# ice fishing wallace lake in berea



## heron153 (Apr 30, 2008)

not much luck so far at wallace lake in berea, but I have only been on the ice about 2.5 hours in two trips. I got my first fish of the calendar year - a little green sunfish. 
On a side note - anyone who fishes there - I lost my small amber-colored jig box with microspoons and microplastics, etc in it. Please let me know if you found it as I can't afford to replace it right now!!


----------



## phishyone1 (Jun 27, 2008)

I usually do best on power bait (orange or pink). When they are not real agressive or the bite is slow, But jiggin Small chrome pimple, forage minnows, small rapalla jiggin raps are my favorite way to get them when they are a little more attive... I usually do better on the ends of the lake.. Hope this helps..........


----------



## heron153 (Apr 30, 2008)

my forage minnows and pimples were in the box i lost :/


----------



## heron153 (Apr 30, 2008)

As I fished today (no luck) I began to wonder if maybe I ever even had the missing jigs in my bucket this week. Good news - I found them in a box on my fly tying table. Bad news - I feel silly and am hoping this is not a sign of early senility


----------



## heron153 (Apr 30, 2008)

I have now fished for the trout in wallace 5 times in 9 days and no dice. I got a warmouth sunfish today. That's it. Had a couple other nibbles. Have tried all over the northern and mid northern end of the lake with everything from powerbait to jig and waxworm to micro-jigging spoons. It's getting frustrating. There's lots of fish in there, but no one seems to be hooking up.


----------



## chris311 (Oct 24, 2010)

i fished 8 hours today and no fish saw alot caught and alot on the camera but i do better some days on power bait and other days on pimple


----------



## heron153 (Apr 30, 2008)

I am the guy using the babushka style grocery cart to wheel my gear around. Come say hi if you see me!


----------



## heron153 (Apr 30, 2008)

Also, if anyone wants to try one of the other local stocked lakes/ponds, send me a message. I am tiring of wallace, but don't like heading out alone for safety reasons!


----------



## whjr15 (Jun 16, 2005)

Man, I was just thinking of switching over to Wallace for a while too! I've been to Shadow Lake about 5 times this season, with nothing to show for it -- not even a bite!


----------



## stinksbaittackle (Mar 27, 2009)

been to wallace a couple of times this week for 3-4 hours at a time with no luck. about 15 guys out there at a time and only seen 3 or 4 fish pulled out. time for me to give another lake a shot. fish-on!


----------



## Cleveland Metroparks (Dec 14, 2005)

I agree fishing has been slow this week following the very recent trout stockings, but it depends on the day you are there I guess, too. I was there this afternoon to check up on things w/one of our Rangers for only about 15 minutes saw three hooks-ups on trout (and another already on the ice) in a group of three guys (only one landed of the three I saw hooked, though...they have been biting really light). 
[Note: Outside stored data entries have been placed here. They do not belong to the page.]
Issue #103, opened 2023-07-17
Use memset_s() instead of memset() to clear passwords


ArisBee:
I see [here](https://github.com/trilogy-libraries/trilogy/blob/640f990f26c12564935af16a96d9a9bf294d0a1d/src/client.c#L420) that the `memset()` function is used to clear passwords.

As passwords are sensitive information I would suggest to replace it with `memset_s()` so that they can't be recovered from memory.

More information on StakeOverflow: https://stackoverflow.com/questions/56565539/memset-s-what-does-the-standard-mean-with-this-piece-of-text

PR #106, opened 2023-07-19
Use memset_s to clear auth password.

dhruvCW:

Keep in mind that we just put those fish in on Fri and they come out of a facility that has 55* spring water, so it takes a awhile for most to get acclimated to a low 30* new environment and start to feed. This week has been slow, but when the fishing gets good seems like everyone there catches a few and we've had some great days thrown in between the slow ones this year. Again, though, the key on this strain of rainbow trout seems to be they are not overly aggressive in winter...you need to go lighter w/leaders, smaller offerings, and change up often (depth, area fished, jigging style) until you find them. That info is coming directly from the guys regularly catching them. And it doesn't hurt to be lucky and be there when they turn on! Good news is that the fish are not getting cleaned out of the lake in a week like can happen w/super aggressive fish...then guys are waiting for the "next stocking". Hope this info helps since I deal w/folks ice fishing these lakes more reguarly than anyone else.


----------



## stinksbaittackle (Mar 27, 2009)

sounds good. hopefully they turn on soon. couple of guys have been in the shop and swear the lake is cursed. i might be out tomorrow if all goes well....stalking them. fish-on!


----------



## Cleveland Metroparks (Dec 14, 2005)

I got out and did an investigation of dissolved oxygen (DO) in the following lakes today, since low DO in lakes/ponds in winter can be an issue that can stress, and even kill, fish: Wallace, Ledge, Judges, and Shadow 

All four lakes had highest DO levels right under the ice in the first foot of water. Ledge had great (high) readings, and Wallace and Judges had OK readings. Guys were catching some trout on jigging spoons and live minnows at Wallace while I was there. Another guy I talked to who hadn't been catching them in Judge earlier this week, changed tactics and fished in only two foot of water this morning and landed two nice size trout on Power Bait.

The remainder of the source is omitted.